Items from a dataset
Start of Block

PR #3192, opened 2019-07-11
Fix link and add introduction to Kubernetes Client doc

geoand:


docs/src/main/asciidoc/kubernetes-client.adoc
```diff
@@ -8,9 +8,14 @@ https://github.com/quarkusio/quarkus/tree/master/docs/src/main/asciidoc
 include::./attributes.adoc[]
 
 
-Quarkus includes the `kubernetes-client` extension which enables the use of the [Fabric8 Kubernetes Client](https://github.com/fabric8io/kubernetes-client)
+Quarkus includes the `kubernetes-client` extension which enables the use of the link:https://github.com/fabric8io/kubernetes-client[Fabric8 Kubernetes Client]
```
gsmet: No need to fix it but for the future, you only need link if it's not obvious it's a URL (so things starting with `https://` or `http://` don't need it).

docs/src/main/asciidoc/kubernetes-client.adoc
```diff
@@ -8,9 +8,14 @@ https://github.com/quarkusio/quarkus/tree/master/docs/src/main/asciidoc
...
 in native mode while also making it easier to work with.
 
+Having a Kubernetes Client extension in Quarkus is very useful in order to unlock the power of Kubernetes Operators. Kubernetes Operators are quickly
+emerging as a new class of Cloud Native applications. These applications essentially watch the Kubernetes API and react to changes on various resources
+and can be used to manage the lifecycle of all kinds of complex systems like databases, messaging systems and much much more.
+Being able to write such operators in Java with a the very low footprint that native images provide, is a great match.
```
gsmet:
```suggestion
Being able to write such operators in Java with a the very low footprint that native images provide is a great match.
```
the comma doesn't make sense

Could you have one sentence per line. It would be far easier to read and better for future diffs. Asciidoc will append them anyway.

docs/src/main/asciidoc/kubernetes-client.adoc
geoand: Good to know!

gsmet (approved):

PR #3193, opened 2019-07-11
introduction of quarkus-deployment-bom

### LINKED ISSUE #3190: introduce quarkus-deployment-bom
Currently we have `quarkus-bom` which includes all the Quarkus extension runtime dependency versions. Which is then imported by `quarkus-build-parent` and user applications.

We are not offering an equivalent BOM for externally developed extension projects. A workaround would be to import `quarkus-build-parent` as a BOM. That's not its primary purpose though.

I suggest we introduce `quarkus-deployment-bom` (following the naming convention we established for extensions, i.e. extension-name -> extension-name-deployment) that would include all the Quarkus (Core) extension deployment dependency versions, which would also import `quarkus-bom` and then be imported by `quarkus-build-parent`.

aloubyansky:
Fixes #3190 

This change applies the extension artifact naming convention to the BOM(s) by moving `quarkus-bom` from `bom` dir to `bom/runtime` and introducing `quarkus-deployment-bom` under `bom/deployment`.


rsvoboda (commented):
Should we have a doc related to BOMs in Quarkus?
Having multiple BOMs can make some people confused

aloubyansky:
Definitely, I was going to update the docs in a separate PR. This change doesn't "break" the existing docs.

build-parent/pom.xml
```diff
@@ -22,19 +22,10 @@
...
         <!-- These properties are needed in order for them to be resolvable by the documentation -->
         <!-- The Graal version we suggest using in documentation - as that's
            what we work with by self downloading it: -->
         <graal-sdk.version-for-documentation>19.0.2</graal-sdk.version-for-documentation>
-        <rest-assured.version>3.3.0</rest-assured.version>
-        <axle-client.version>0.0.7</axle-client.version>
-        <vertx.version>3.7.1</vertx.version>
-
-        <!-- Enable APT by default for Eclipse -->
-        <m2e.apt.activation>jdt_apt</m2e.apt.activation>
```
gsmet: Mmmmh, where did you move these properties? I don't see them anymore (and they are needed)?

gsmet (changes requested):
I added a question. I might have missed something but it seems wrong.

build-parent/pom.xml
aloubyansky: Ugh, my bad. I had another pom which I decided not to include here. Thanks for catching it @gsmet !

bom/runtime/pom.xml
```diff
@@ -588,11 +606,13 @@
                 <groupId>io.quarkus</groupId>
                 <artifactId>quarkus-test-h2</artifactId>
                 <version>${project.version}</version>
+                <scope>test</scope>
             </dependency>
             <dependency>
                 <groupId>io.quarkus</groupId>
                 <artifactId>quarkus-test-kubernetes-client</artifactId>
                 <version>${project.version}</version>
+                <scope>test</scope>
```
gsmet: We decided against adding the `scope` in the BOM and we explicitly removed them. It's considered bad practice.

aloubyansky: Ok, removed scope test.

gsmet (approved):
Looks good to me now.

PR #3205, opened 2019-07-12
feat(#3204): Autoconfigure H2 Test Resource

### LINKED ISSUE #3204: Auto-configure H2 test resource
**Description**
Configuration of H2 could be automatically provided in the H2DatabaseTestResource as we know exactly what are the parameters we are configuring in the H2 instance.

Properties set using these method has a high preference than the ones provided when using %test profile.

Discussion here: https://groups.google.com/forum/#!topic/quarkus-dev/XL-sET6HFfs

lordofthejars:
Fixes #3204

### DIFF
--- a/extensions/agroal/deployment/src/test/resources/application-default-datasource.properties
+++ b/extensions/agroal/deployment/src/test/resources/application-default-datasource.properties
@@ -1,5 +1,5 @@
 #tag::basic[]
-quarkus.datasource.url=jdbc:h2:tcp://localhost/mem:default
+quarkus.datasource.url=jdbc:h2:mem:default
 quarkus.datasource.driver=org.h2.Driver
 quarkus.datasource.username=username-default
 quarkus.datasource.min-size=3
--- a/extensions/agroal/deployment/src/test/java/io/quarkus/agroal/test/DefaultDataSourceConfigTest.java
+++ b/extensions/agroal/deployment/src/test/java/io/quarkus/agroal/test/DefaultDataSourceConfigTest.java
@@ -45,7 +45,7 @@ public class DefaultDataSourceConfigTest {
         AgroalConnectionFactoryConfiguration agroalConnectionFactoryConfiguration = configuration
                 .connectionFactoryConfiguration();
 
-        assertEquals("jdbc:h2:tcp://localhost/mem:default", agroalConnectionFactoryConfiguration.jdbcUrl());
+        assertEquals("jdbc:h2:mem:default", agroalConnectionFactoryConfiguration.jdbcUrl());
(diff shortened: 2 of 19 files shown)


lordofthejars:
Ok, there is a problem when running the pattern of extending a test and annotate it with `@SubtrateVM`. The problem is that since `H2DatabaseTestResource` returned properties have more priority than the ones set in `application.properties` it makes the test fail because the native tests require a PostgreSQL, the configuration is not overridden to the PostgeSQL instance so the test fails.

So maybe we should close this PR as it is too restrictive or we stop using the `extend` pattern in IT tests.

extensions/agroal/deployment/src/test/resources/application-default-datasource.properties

End of Block

Copy out every line of the data where the word "deployment" occurs.

introduction of quarkus-deployment-bom
### LINKED ISSUE #3190: introduce quarkus-deployment-bom
I suggest we introduce `quarkus-deployment-bom` (following the naming convention we established for extensions, i.e. extension-name -> extension-name-deployment) that would include all the Quarkus (Core) extension deployment dependency versions, which would also import `quarkus-bom` and then be imported by `quarkus-build-parent`.
This change applies the extension artifact naming convention to the BOM(s) by moving `quarkus-bom` from `bom` dir to `bom/runtime` and introducing `quarkus-deployment-bom` under `bom/deployment`.
--- a/extensions/agroal/deployment/src/test/resources/application-default-datasource.properties
+++ b/extensions/agroal/deployment/src/test/resources/application-default-datasource.properties
--- a/extensions/agroal/deployment/src/test/java/io/quarkus/agroal/test/DefaultDataSourceConfigTest.java
+++ b/extensions/agroal/deployment/src/test/java/io/quarkus/agroal/test/DefaultDataSourceConfigTest.java
extensions/agroal/deployment/src/test/resources/application-default-datasource.properties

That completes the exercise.